====== Data records ======

PR #631, opened 2025-11-15
feat: simple bar plots

leroycep:
This commit adds a function `bar` to draw a rectangle on a plot using the plot's coordinate system.

Bar plots will display "x to x+w, y to y+h" if `mouse_hover` was set when creating the `PlotWidget`.

The name `bar` (for "bar graph") was chosen because `box` conflicts with a field of `PlotWidget`. `rect` is another name that could be used.

`bar` immediately draws a rectangle, unlike the `line` API which returns a builder style object. This was partly because Paths only have a `fillConvex` function, however it is also the case that from one bar to the next there isn't any shared state, so a builder object isn't necessary.

---

This implementation feels like it could be improved, happy to hear any feedback.

### DIFF
--- a/src/Examples/plots.zig
+++ b/src/Examples/plots.zig
@@ -227,6 +227,102 @@ pub fn plots() void {
         }
         s1.stroke(1, if (valid) dvui.themeGet().focus else dvui.Color.red);
     }
+
+    {
+        const S = struct {
+            var stddev: f64 = 1.0;
+            var mean: f64 = 0;
+            var prng_seed: u64 = 2807233815221062137;
+            var npoints: u32 = 64;
+        };
+
+        const Static = struct {
+            var xaxis: dvui.PlotWidget.Axis = .{
+                .name = "Value",
+                .ticks = .{
+                    .locations = .{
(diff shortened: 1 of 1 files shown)


src/widgets/PlotWidget.zig
```diff
@@ -577,6 +587,56 @@ pub fn line(self: *PlotWidget) Line {
     };
 }
 
+pub const BarOptions = struct {
+    x: f64,
+    y: f64,
+    w: f64,
+    h: f64,
+    color: dvui.Color,
```
david-vanderson: Can color be an optional and if it's not given we use dvui.themeGet().focus?

leroycep: Went ahead and made the color optional and made it use `dvui.themeGet().focus` by default.

david-vanderson:
Thank you!

david-vanderson:
@leroycep In my dvui monthly devlog I'm crediting you as "geemili".  Let me know if you'd like me to use a different name.  Thanks!

leroycep:
@david-vanderson geemili works fine, I prefer it over leroycep online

======

Work to be completed:
Reproduce all of the records, keeping every character unchanged.

Response:
PR #631, opened 2025-11-15
feat: simple bar plots

leroycep:
This commit adds a function `bar` to draw a rectangle on a plot using the plot's coordinate system.

Bar plots will display "x to x+w, y to y+h" if `mouse_hover` was set when creating the `PlotWidget`.

The name `bar` (for "bar graph") was chosen because `box` conflicts with a field of `PlotWidget`. `rect` is another name that could be used.

`bar` immediately draws a rectangle, unlike the `line` API which returns a builder style object. This was partly because Paths only have a `fillConvex` function, however it is also the case that from one bar to the next there isn't any shared state, so a builder object isn't necessary.

---

This implementation feels like it could be improved, happy to hear any feedback.

### DIFF
--- a/src/Examples/plots.zig
+++ b/src/Examples/plots.zig
@@ -227,6 +227,102 @@ pub fn plots() void {
         }
         s1.stroke(1, if (valid) dvui.themeGet().focus else dvui.Color.red);
     }
+
+    {
+        const S = struct {
+            var stddev: f64 = 1.0;
+            var mean: f64 = 0;
+            var prng_seed: u64 = 2807233815221062137;
+            var npoints: u32 = 64;
+        };
+
+        const Static = struct {
+            var xaxis: dvui.PlotWidget.Axis = .{
+                .name = "Value",
+                .ticks = .{
+                    .locations = .{
(diff shortened: 1 of 1 files shown)


src/widgets/PlotWidget.zig
```diff
@@ -577,6 +587,56 @@ pub fn line(self: *PlotWidget) Line {
     };
 }
 
+pub const BarOptions = struct {
+    x: f64,
+    y: f64,
+    w: f64,
+    h: f64,
+    color: dvui.Color,
```
david-vanderson: Can color be an optional and if it's not given we use dvui.themeGet().focus?

leroycep: Went ahead and made the color optional and made it use `dvui.themeGet().focus` by default.

david-vanderson:
Thank you!

david-vanderson:
@leroycep In my dvui monthly devlog I'm crediting you as "geemili".  Let me know if you'd like me to use a different name.  Thanks!

leroycep:
@david-vanderson geemili works fine, I prefer it over leroycep online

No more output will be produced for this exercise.